Collected data entries:
****

PR #356, opened 2024-02-15
Cli queries

dariober:
Add query commands `assemblies`, `refSeqs`, `features` with basic functionality. There is also some refactoring of the `Config` and `BaseCommand` to avoid code duplication.

### DIFF
--- a/.husky/_/.gitignore
+++ b/.husky/_/.gitignore
@@ -1,2 +1,1 @@
 *
-!.gitignore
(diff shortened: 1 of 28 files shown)


ihh:
One suggestion I had was to keep everything lower case eg “refseqs” not
“refSeqs”, since upper case is generally viewed as a complication in
command line UIs.

garrettjstevens:
These changes were included in the merge of https://github.com/GMOD/Apollo3/pull/379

****

■ WHAT NEEDS TO BE DONE
From the entries, copy every line in which the string "case" can be found.

■ EXERCISE OUTPUT
One suggestion I had was to keep everything lower case eg “refseqs” not
“refSeqs”, since upper case is generally viewed as a complication in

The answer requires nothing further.